:: YOUR ASSIGNMENT ::
From the entries that follow, extract each line holding the string "version".

:::

PR #1131, opened 2020-05-16
Support rasi config character type options

jaki:
When trying to set `matching-negate-character` in a rasi config file,
the following warning shows

> Option: matching-negate-char is not of a supported type: String.

This is because character types are not yet handled.  Handle them from
the lexer all the way to xrm options.  The format shall be single quotes
containing a single ASCII character (except newline) or certain escaped
character sequences, namely

- `\'`
- `\0`
- `\\`


DaveDavenport:
thanks.

PR #1148, opened 2020-06-17
micro-refactoring: widget.c

nick87720z:
Found more opportunity to make code more clear in small scale.


nick87720z:
Tried to make more consistency with original style. Code in widget_enable / disable looks too repeating, at least for me.

PR #1153, opened 2020-07-07
Drun - fix launchers with non-text data

nick87720z:
I still have midori webapp launcher since long time. Besides cyrillic name, it also has some non-unicode data, which could be inline resources, used by midori. Although I don't use midori anymore, there is at least example.


sardemff7:
[The spec](https://specifications.freedesktop.org/desktop-entry-spec/latest/ar01s03.html) is clear : files are UTF-8, as in, valid UTF-8. Midori has to clean their files when generating them. If you have any other example, well, tell their upstreams to do the same.

As for the `NULL` warning, did you forget to drop a debug `printf` after debugging?

DaveDavenport:
applied to git.

PR #1154, opened 2020-07-08
fix(doc): replace misleading reference to ~/.ssh/config

jsamr:
The list of hosts in ssh mode is extracted from ~/.ssh/known_hosts according to man page, but the README inaccurately references ~/.ssh/config instead.

### DIFF
--- a/README.md
+++ b/README.md
@@ -92,7 +92,7 @@ Drun mode features:
 
 ![SSH Launcher](https://davatorium.github.io/rofi/images/rofi/ssh-dialog.png)
 
-Quickly `ssh` into remote machines. Parses `~/.ssh/config` to find hosts.
+Quickly `ssh` into remote machines. Parses `~/.ssh/known_hosts` to find hosts.
 
 ## Script mode
 


DaveDavenport:
hmm that is a problem in manpage.
It by default parses the config file (known hosts hashes hosts on most systems.)

You can enable known_hosts parsting as an option.

DaveDavenport:
I just double checked, manpage is correct and readme is correct.

jsamr:
@DaveDavenport Here it is: https://github.com/davatorium/rofi/blame/next/doc/rofi.1.markdown#L502

```markdown
`-parse-known-hosts`
`-no-parse-known-hosts`

Parse the `~/.ssh/known_hosts` file for entries.

Default: *enabled*
```
I understand the “default: enabled” as ”by default, parse known_hosts file”.

DaveDavenport:
Owh. you are absolutely right, it was set to default enabled..   This is what I get adding something I don't use myself.  

Let me fix readme.

jsamr:
@DaveDavenport Oh I see! Good to see it's fixed now :-)

jsamr:
BTW, fantastic project.

Issue #1166, opened 2020-08-24
[REQUEST] Follow Type=Link standard desktop entries with drun


jsamr:
**Describe the feature**
As per version 1.5 of the [Desktop Entry Specification](https://specifications.freedesktop.org/desktop-entry-spec/desktop-entry-spec-latest.html), an entry can be of `Type=Link` to point to a resource, but rofi (1.5.4-2, archlinux) doesn't display such entries when running `rofi -show drun`.

Example of such entry:

```info
[Desktop Entry]
Name=Plex Server Console
Icon=plex-icon
Type=Link
URL=http://localhost:32400/web
```

**When reporting a feature request include the following information:**
- Rofi version:
  - `1.5.4`

flavorjones:
@DaveDavenport would you be open to a PR introducing this behavior?

DaveDavenport:
Yes.  I guess best is to launch URL  with `xdg-open` util.

flavorjones:
I've opened #1168 with a proposed implementation for this.

PR #1168, opened 2020-08-25
Follow Type=Link standard desktop entries with drun

flavorjones:
__Summary__

This PR implements a solution for feature request #1166, which asked for support for "Link" type desktop entries.

__Context__

The freedesktop spec allows for "Link" type desktop entries, which contain a "URL" attribute. This is sometimes used for packages like the debian package for Folding@Home which runs a local web server for administrative functions.

__Implementation Details__

I've implemented what I think is the least-invasive solution to this problem, which is to:

- add an enum, `DRunDesktopEntryType`, representing the desktop entry type (following the names and values in the freedesktop spec)
- add a member to `DRunModeEntry` representing the desktop type
- sanity check "Application" and "Link" types separately (one requires "Exec" and the other requires "URL")
- new method `launch_link_entry` to invoke `xdg-open` with the URL
- have `drun_mode_result` check the desktop entry type and conditionally call `launch_link_entry`

Some decisions which could be revisited include:
- branching on desktop entry type inside `exec_cmd_entry` instead of the caller `drun_mode_result`
- assembling a command string in `launch_link_entry` that's then taken apart by `helper_execute_command` -- we could easily just pass an array of args around with a little additional complexity

Some things that I think make sense to implement later, only if folks ask:
- allowing the `xdg-open` command to be overridden via environment variable or configuration
- allowing URL to be a matching field in DRun searches

I'd love to hear your feedback, and am happy to edit the PR in response.

### DIFF
--- a/config/config.c
+++ b/config/config.c
@@ -125,6 +125,8 @@ Settings config = {
     .drun_show_actions         = FALSE,
     /** Desktop format display */
     .drun_display_format       = "{name} [<span weight='light' size='small'><i>({generic})</i></span>]",
+    /** Desktop Link launch command */
+    .drun_url_launcher         = "xdg-open",
 
     /** Window fields to match in window mode*/
     .window_match_fields       = "all",
--- a/config/config.c
+++ b/config/config.c
@@ -116,14 +116,16 @@ Settings config = {
     .tokenize        = TRUE,
     .matching        = "normal",
     .matching_method = MM_NORMAL,
-    /** Desktop entry fields to match*/
+
+    /** Desktop entries to match in drun */
     .drun_match_fields = "name,generic,exec,categories,keywords",
+    /** Only show entries in this category */
     .drun_categories   = NULL,
-    /**  Desktop format display */
-    .drun_display_format       = "{name} [<span weight='light' size='small'><i>({generic})</i></span>]",
     /** Desktop entry show actions */
     .drun_show_actions         = FALSE,
-    /** Desktop entry show actions */
+    /** Desktop format display */
+    .drun_display_format       = "{name} [<span weight='light' size='small'><i>({generic})</i></span>]",
+
     /** Window fields to match in window mode*/
     .window_match_fields       = "all",
     /** Monitor */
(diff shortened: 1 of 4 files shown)


source/dialogs/drun.c
```diff
@@ -57,10 +57,20 @@
 
 #define DRUN_CACHE_FILE            "rofi3.druncache"
 #define DRUN_DESKTOP_CACHE_FILE    "rofi-drun-desktop.cache"
+#define XDG_OPEN_COMMAND           "xdg-open"
```
DaveDavenport, line 60: Should we make this a config option?

flavorjones: I think it makes sense to, absolutely. I didn't include it in this PR because I was looking for a small initial contribution. I'm happy to give it a whirl today. WDYT about `-drun-launcher` as the config option name?

flavorjones: Added to the PR a `drun-launcher` config option.

config/config.c
```diff
@@ -116,14 +116,18 @@ Settings config = {
...
     .drun_categories   = NULL,
-    /**  Desktop format display */
-    .drun_display_format       = "{name} [<span weight='light' size='small'><i>({generic})</i></span>]",
     /** Desktop entry show actions */
     .drun_show_actions         = FALSE,
-    /** Desktop entry show actions */
+    /** Desktop format display */
+    .drun_display_format       = "{name} [<span weight='light' size='small'><i>({generic})</i></span>]",
+    /** Desktop Link launch command */
+    .drun_launcher             = "xdg-open",
```
DaveDavenport, line 129: should it be drun_url_launcher, as it is not used for launching applications?

DaveDavenport:
It looks good (I wonder if we should call it `drun-url-launcher` to make clear it is only used for urls and not applications.).

I will probably still add this to the upcoming 1.6 release.

flavorjones:
OK, I've updated the PR to use `drun-url-launcher`.

flavorjones:
Hang on - I can see at least one more place where code is assuming `.exec` is non-NULL, let me fix it and look a bit deeper.

flavorjones:
OK, I've force-pushed some fixes, namely:

- ensure that `exec` is never uninitialized
- make sure `drun_token_match` doesn't match against `exec` if it's NULL

PR #1173, opened 2020-08-30
Rename SORT_FZF to SORT_FUZZY

MaskRay:
The fuzzy matching algorithm used to be selected by `-matching fuzzy`.  A
refactoring changed it to `-sorting-method fzf` but incorrectly attributed the
algorithm to unrelated "fzf". Rename to SORT_FUZZY and keep `-sorting-method
fzf` for a while for compatibility.

### DIFF
--- a/include/settings.h
+++ b/include/settings.h
@@ -46,7 +46,7 @@ typedef enum
 typedef enum
 {
     SORT_NORMAL = 0,
-    SORT_FZF    = 1
+    SORT_FUZZY  = 1
 } SortingMethod;
 
 /**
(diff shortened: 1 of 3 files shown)


DaveDavenport:
```
The fuzzy matching algorithm used to be selected by -matching fuzzy. A
refactoring changed it to -sorting-method fzf but incorrectly attributed the
algorithm to unrelated "fzf". Rename to SORT_FUZZY and keep -sorting-method fzf for a while for compatibility.
```

I don't follow..   sorting and matching are not the same in rofi (as mentioned in the issue) . 

Matching algorithm is set here: https://github.com/davatorium/rofi/blob/next/source/helper.c#L189

Sorting is set: https://github.com/davatorium/rofi/blob/next/source/view.c#L647

PR #1662, opened 2022-07-28
[filebrowser] Fix st_atim undefined on macOS

sainnhe:
When compiling on macOS, an error message will pop up:

```
error: no member named 'st_atim' in 'struct stat'
```

This is because `st_atim`, `st_ctim` and `st_mtim` does not exist on
macOS, instead it uses `st_atimespec`, `st_ctimespec` and
`st_mtimespec`.

In this commit, 3 macros are defined to try to fix this problem.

:::

:: SOLVED EXERCISE ::
As per version 1.5 of the [Desktop Entry Specification](https://specifications.freedesktop.org/desktop-entry-spec/desktop-entry-spec-latest.html), an entry can be of `Type=Link` to point to a resource, but rofi (1.5.4-2, archlinux) doesn't display such entries when running `rofi -show drun`.
- Rofi version:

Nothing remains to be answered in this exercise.